Ankara protests massacre holding white balloons in remembrance of their friends, October 13. Demotix/ Recep Yilmaz. All rights reserved.

On October 10, one of the deadliest bomb incidents in the history of the Turkish Republic shook both domestic and international public opinion. Photos and videos of people covered in blood, then smothered by tear gas shot by the police at an Ankara peace rally were indeed appalling and terrifying. And yet, the sheer spectacle of the horrendous carnage can only hint at the complexity of the wound inflicted on Turkish society by the attack.

Younger generations have said that they were initiated into political awareness and mobilization by the Occupy Gezi events in the summer of 2013. That year was the year of great hopes, not only because of the revival of grassroots politics, but also because a new political party, the Peoples’ Democratic Party (HDP) led mainly by Turkey’s Kurds, came into existence to serve as an umbrella organization uniting several marginalized groups.
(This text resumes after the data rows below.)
PR #279, opened 2026-08-02
The adapter's reading sources, and the last accessor goes

milyin:
Closes #275 — the last of four PRs (#274, #276, #278).

## Why

`Conversions::is_optional` took a spelling and asked the registry for its reading. A type with no cell answered `false` — *"not optional"* — rather than saying it never entered the pipeline. That is #266's shape, and its symptom is #273's missing `?`.

Three callers remained, all at places where the adapter **obtains** a type rather than consumes one. **Deleting the accessor is this issue's acceptance test.**

## Sum payload

`write_sealed_classes` holds the `flat::Variant` beside the `SumSpec` — the split #278 drew in `synth_sum_leaves` — so `build_sealed_class` zips the alternatives in and `sum_payload_kt_type` takes the alternative's own `flat::Field`.

**`SumSpec` is untouched**, deliberately: it owns the leaf-*naming* convention, which is jnigen's own, and rebuilding it on the model would touch 8 production sites and 5 tests for no gain here.

**The existing tests caught a regression I introduced**: a fieldless enum declared `sealed_class!` used to panic with a diagnosis, and my first `else { continue }` made it a silent skip. It keeps the diagnosis — now sourced from the model's own `Type::Variant` / `Type::Enum` distinction rather than re-derived with `enum_shape`, which is unused here as a result.

## Callback args

`convert_crossing` destructured `TypeKind::Callback { args }` — **already `Vec<TypeRef>`** — and immediately discarded it with `.map(|a| a.origin.syntax.clone())`. That line is gone; `dispatch_fn_input` and `callback_input` take `&[TypeRef]`, and the borrow peel reads `borrow_target()` instead of matching `syn::Type::Reference`.

### The one judgement call

`callback_iface_spec` is reached **only** through the `SpecKey`-keyed memo, and `SpecKey` needs `Ord` — which a `TypeRef` cannot give, since its `Origin` carries a `SourceLocation` and two identical readings from different files would compare unequal. `derive_iface_spec` is also contractually a pure function of the key (`iface_spec` debug-asserts it).

So `derive_iface_spec` resolves the key's `TypeKey`s back to readings. That is a **lookup, not a classification** — `reading` has been a pure lookup since #267, and `convert_crossing` is the existing precedent.

**It changes behaviour, deliberately:** a missing reading now *defers* the spec (the "not yet derivable, retried" state `iface_spec` already documents) instead of answering "not optional" and rendering a non-null Kotlin param. The old answer was the #273 bug shape.

## The risk with no other signal

A `SpecKey` built from `TypeRef::origin.syntax` must equal one built from `extract_fn_trait_args`, or the memo silently emits **two** interfaces for one callback — not a panic, not an unresolved type, just a duplicate.

`a_callback_identity_is_the_same_from_the_reading_or_the_syntax` pins it. Written **before** the migration, and verified to fail when the two disagree.

## Stale docs, mine

Three references named `Conversions::{optional_inner, sequence_elem, is_optional_borrow}` — all deleted in #276. The worst was the spelling-census **panic message**, which handed a developer that list at the exact moment they tripped the guard. They now point at the `TypeRef` methods that exist.

## Verification

- **Goldens byte-identical** — which is also what says the `SpecKey` identity did not split.
- 549 lib tests; `cargo test --all --all-features` 14/14; clippy `--deny warnings`; fmt.
- covertest-kotlin **48/48** on the JVM — callbacks and sealed classes are both heavily exercised there, which is exactly this PR's blast radius.
- Boundary ledger **129 → 127**, `emit/callback.rs` off it entirely.
- Acceptance, as a command: `grep -rn "is_optional" prebindgen/src` returns only `PathStep::is_optional`, an unrelated inherent method.

### DIFF
--- a/prebindgen/src/api/lang/jnigen/jni/emit/callback.rs
+++ b/prebindgen/src/api/lang/jnigen/jni/emit/callback.rs
@@ -21,14 +21,14 @@ use crate::api::core::registry::Conversions;
 /// returned), so they are converted to `__JniErr` and logged via `tracing`.
 pub(crate) fn callback_input(
     ext: &Declarations,
-    args: &[syn::Type],
+    args: &[crate::api::core::flat::TypeRef],
     registry: &impl Conversions<KotlinMeta>,
 ) -> Option<(syn::Type, syn::Expr)> {
     // Human-readable tag for attach/log messages.
     let name = format!(
         "Fn({})",
         args.iter()
-            .map(|t| TypeKey::from_type(t).to_string())
+            .map(|t| t.key().to_string())
             .collect::<Vec<_>>()
             .join(", ")
     );
@@ -46,7 +46,13 @@ pub(crate) fn callback_input(
     let arg_names: Vec<syn::Ident> = (0..args.len())
         .map(|i| format_ident!("__cb_arg{}", i))
         .collect();
-    let arg_pat_ty: Vec<TokenStream> = args.iter().map(|t| quote!(#t)).collect();
+    let arg_pat_ty: Vec<TokenStream> = args
+        .iter()
+        .map(|t| {
+            let t = &t.origin.syntax;
+            quote!(#t)
+        })
+        .collect();
 
     // Per-arg encode preludes binding the typed `run`'s args in declared
     // order (a decomposed arg contributes one arg per leaf). Each entry of
@@ -71,7 +77,7 @@ pub(crate) fn callback_input(
         // user callback's `run(List<T>)`. Reuses the OUTPUT fold's folder
         // interface + appender singleton, driven from the trampoline.
         if let Some(plan) = registry
-            .callback_arg_plan(&TypeKey::from_type(arg_ty))
+            .callback_arg_plan(&arg_ty.key())
             .filter(|p| super::render::is_iterable_fold(&p.shape))
         {
             // Every leaf converter must already be resolved (deferral safety).
@@ -162,7 +168,7 @@ pub(crate) fn callback_input(
 
         // Decomposed arg: deliver the leaves of its type-level canonical
         // output, exactly like a return delivery.
-        if let Some(plan) = registry.callback_arg_plan(&TypeKey::from_type(arg_ty)) {
+        if let Some(plan) = registry.callback_arg_plan(&arg_ty.key()) {
             // Deferral safety: every leaf converter (and identity-leaf
             // projection) must already be resolved — return None so the rank
             // resolver retries this converter later otherwise. A synthesized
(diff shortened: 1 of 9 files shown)


prebindgen/src/api/lang/jnigen/jni/emit/callback.rs
```diff
@@ -193,15 +199,18 @@ pub(crate) fn callback_input(
...
-                    let core = (*r.elem).clone();
-                    (quote!((#cb_arg).clone()), registry.output_entry(&core)?)
-                }
-                _ => return None,
-            },
+            // A borrow: the callback hands out a reference, and the value is
+            // cloned for the JVM. Off the reading — `borrow_target` is the
+            // model's answer, not a syn match.
+            None => {
+                let core = arg_ty.borrow_target()?;
```
milyin, line 227: **[P2] Keep the clone fallback limited to a directly spelled borrow**

`borrow_target()` also returns `Some(T)` for transparent-wrapper spellings whose model kind is `Ref`, e.g. a callback argument `Box<&ZThing>`. That spelling intentionally has no output converter (`a_wrapped_borrow_has_nothing_to_bridge_and_refuses` pins the same rule for ordinary crossings), so this new fallback is taken. But `(#cb_arg).clone()` then has type `Box<&ZThing>`, while the selected core converter accepts `ZThing`; the generated trampoline resolves but fails when the consumer compiles it. Previously the `syn::Type::Reference` match declined this case. Please retain a direct-reference/bridgeability guard for the value transformation (while still using `borrow_target()` for classification), and add a callback regression for `Box<&T>`.

milyin: Done, but the measurement changed the answer — reporting it rather than just complying.

**The guard you asked for is unreachable.** I added the direct-reference check, then tried to make it fail: with it removed, `Box<&String>` and `Box<&ZThing>` produce **byte-identical** refusals. The fallback does fire, but the function is rejected anyway.

**What actually holds the invariant** is one level out. A callback arg's whole-value output converter is a *required* type, and `output_wrapper_shape`'s borrowed-opaque arm matches `syn::Type::Reference` on `produced` structurally — `Box<&T>` is a `Type::Path`, so it never gets one. (Not #272's `is_canonical_spelling`, which I checked first; both of its call sites are input-side.)

**The bug you described is real**, and I reproduced it by neutralising that arm — passing the canonical `&t1` as `produced` instead of the crossing's `syntax`:

```rust
Box::new(move |__cb_arg0: Box<&myflat::ZThing>| {
    let __cb0_enc = ZThing_to_jlong_11822692(&mut env, __cb_arg0)?;   // fn takes &myflat::ZThing
```

So the regression test is in, and it is a real one: `a_wrapped_borrow_callback_arg_declines` asserts plain `&T` resolves and `Box<&T>` refuses, and it **fails on exactly that emitted clone** when the arm is made spelling-blind.

**I dropped the local guard.** `boundary_ledger` failed on it — `emit/callback.rs: - -> 1`, a new source-syntax classification site outside `core::flat`, which is what #229 exists to remove. Paying a ledger entry for a classification that provably never fires seemed the wrong trade against a test that pins the invariant where it actually lives. The comment at the site now records the measurement and names the arm that carries it. Happy to put it back if you read the defence-in-depth differently — it is three lines and one ledger line.

`borrow_target()` still does the classification, as you asked.

Verified: 550 lib tests · `--all --all-features` 14/14 · clippy `--deny warnings` clean · fmt (CLI config) · regen-check byte-identical after `cargo clean -p` · covertest-kotlin 48/48.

Two years later, despite a brief euphoric interlude after the 7 June general elections, moods are gravitating towards hopelessness. The main reason is that the governing Justice and Development Party (AKP) deploys illegitimate tactics to confiscate or subjugate alternative modes of political engagement. As far as dissident movements and parliamentary opposition are concerned, most efforts to devise ways of voicing demands or addressing wrongs are barred by cunning maneuvers ranging from taking advantage of legal loopholes to outright oppression.

The marginalization of dissent

The most insidious tactic involves the constant use of the term ‘terrorism’. The most insidious tactic involves the constant use of the term ‘terrorism’. The armed Kurdish guerilla organization (PKK) and ultra-leftist fractions were already labeled “terrorist” by Turkey and its western allies, but the AKP government uses this designation to outlaw and stigmatize the Gülen movement (its former Islamist ally), Occupy Gezi, the HDP (a party that is now in parliament) and countless journalists and public personalities who dare express discontent. Officials have even spread doubt about the perpetrator of the Ankara bombing, insinuating that the Kurds might have blown themselves up on purpose to gain a few more votes. Once it became public knowledge that the perpetrator was affiliated with the Islamic State of Iraq and Syria (ISIS), the claim that the PKK might be collaborating with the ISIS was voiced to keep the waters murky. Five days after the incident, the government imposed a media ban on the Ankara attack, prohibiting “all kinds of news, interviews, criticism and similar publications in print, visual, social media and all kinds of media on the Internet.”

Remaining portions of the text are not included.